◆ Exercise description
After locating the line with "This will repair", reproduce that line and every one following it exactly, up to the end of the entries.
--- Records for this task Enclosed Below ---
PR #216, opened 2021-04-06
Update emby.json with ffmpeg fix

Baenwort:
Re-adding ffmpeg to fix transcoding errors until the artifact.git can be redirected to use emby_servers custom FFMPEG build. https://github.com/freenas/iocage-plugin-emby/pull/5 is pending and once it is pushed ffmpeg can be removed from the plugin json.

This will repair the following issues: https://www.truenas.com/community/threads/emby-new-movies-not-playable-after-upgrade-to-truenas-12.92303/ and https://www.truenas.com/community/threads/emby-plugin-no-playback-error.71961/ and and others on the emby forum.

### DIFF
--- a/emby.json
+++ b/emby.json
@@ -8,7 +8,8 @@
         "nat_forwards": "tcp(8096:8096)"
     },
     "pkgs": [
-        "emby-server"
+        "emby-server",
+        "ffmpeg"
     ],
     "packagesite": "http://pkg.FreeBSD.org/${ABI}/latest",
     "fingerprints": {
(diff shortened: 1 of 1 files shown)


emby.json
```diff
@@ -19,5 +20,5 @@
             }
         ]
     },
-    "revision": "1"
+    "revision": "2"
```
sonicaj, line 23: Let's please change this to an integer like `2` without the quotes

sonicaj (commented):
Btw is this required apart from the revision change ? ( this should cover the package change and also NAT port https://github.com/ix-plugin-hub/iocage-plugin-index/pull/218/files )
--- End of Enclosed Records for this task ---
◆ Task answer
This will repair the following issues: https://www.truenas.com/community/threads/emby-new-movies-not-playable-after-upgrade-to-truenas-12.92303/ and https://www.truenas.com/community/threads/emby-plugin-no-playback-error.71961/ and and others on the emby forum.

### DIFF
--- a/emby.json
+++ b/emby.json
@@ -8,7 +8,8 @@
         "nat_forwards": "tcp(8096:8096)"
     },
     "pkgs": [
-        "emby-server"
+        "emby-server",
+        "ffmpeg"
     ],
     "packagesite": "http://pkg.FreeBSD.org/${ABI}/latest",
     "fingerprints": {
(diff shortened: 1 of 1 files shown)


emby.json
```diff
@@ -19,5 +20,5 @@
             }
         ]
     },
-    "revision": "1"
+    "revision": "2"
```
sonicaj, line 23: Let's please change this to an integer like `2` without the quotes

sonicaj (commented):
Btw is this required apart from the revision change ? ( this should cover the package change and also NAT port https://github.com/ix-plugin-hub/iocage-plugin-index/pull/218/files )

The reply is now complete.